# Excel aktualisieren



## sehami (10. November 2006)

Guten Morgen zusammen,

wie kann ich eine Exceltabelle aktualisieren lassen, wenn sie ein anderer im Netzwerk bereits geöffnet hat?
Sicher mit "schließen & neu öffnen" alles kein Thema, aber somit weiß man nie wann etwas von der anderen Person geändert wurde. 

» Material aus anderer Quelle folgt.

PR #1911, opened 2026-06-09
fix(wallets): wipe server signer secret from memory after key derivation

albertoelias-crossmint:
## Description

Resolves [WAL-10250](https://linear.app/crossmint/issue/WAL-10250/review-secret-retention-in-server-signer-memory-model).

The server signer memory model retained both the plaintext master secret and derived private key bytes in memory for the wallet's entire lifetime. The master secret is strictly more sensitive — it can derive keys for all chains/environments. This PR reduces secret exposure by wiping key material as early as possible after use.

### Changes

**Dedicated recovery cache (`wallet.ts`)**
- Split the server signer cache into two purpose-built fields:
  - `#resolvedServerSigner` — delegated signer cache, reset on each `useSigner()` call
  - `#resolvedRecoveryServerSigner` — recovery signer cache, set once during recovery resolution, never cleared
- This ensures `stripSecretFromRecovery()` is safe: the recovery key material persists in `#resolvedRecoveryServerSigner` even when `useSigner()` is called with a different (delegated) signer.

**Secret stripping (`wallet.ts`)**
- `resolveServerSigner()`: when the signer resolves as the **recovery** signer, caches to `#resolvedRecoveryServerSigner` and calls `stripSecretFromRecovery()` to replace `#recovery` with address-only config.
- `resolveServerSignerDerivation()`: for `ApiSourcedServerSignerConfig`, returns `#resolvedRecoveryServerSigner` directly. For `ServerSignerConfig`, derives candidates and checks both caches before falling through to heuristic picking. Wipes temporary candidate key bytes in all paths.
- `wipeNonSelectedCandidate()`: zeros the non-selected candidate's `derivedKeyBytes`.

**Guard updates (`wallet.ts`)**
- `withRecoverySigner()` and `resumePendingDeviceSignerApproval()`: check `#resolvedRecoveryServerSigner == null` to determine if recovery is available.
- `isAutoAssemblableSignerConfig()`: server case checks `#resolvedRecoveryServerSigner != null`.
- `buildInternalSignerConfig()`: copies `derivedKeyBytes`, then wipes the source if it's a short-lived temporary (not either cached reference).

**Key material wiping (`wallet.ts`)**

Ich konnte bisher keine Lösung im Netz finden. Wisst ihr Tipps?


----------



## Nico Graichen (10. November 2006)

Hi

Soweit mir bekannt, ist Excel keine MultiUser-Anwendung. Hat einer die Datei geöffnet, wird ein Schreibschutz auf die Datei gelegt und erst mit schließen der Datei wieder entfernt. Andere können nur lesend auf die Datei zugreifen. 
Eine Aktualisierung ist nicht möglich, außer auf dem von dir beschreibenen Weg.
Alterantive wäre eine kleine DB Anwendung.


----------



## sehami (10. November 2006)

> Hat einer die Datei geöffnet, wird ein Schreibschutz auf die Datei gelegt und erst mit schließen der Datei wieder entfernt. Andere können nur lesend auf die Datei zugreifen.


Ja das ist mir bekannt.   Jedoch mir gehts ja nicht um das ändern, sondern nur um das aktualisieren. Eine db anzubinden wär zuviel Arbeit, das der Content nicht wenig ist. Oder hast du ein db-Skript in petto?


----------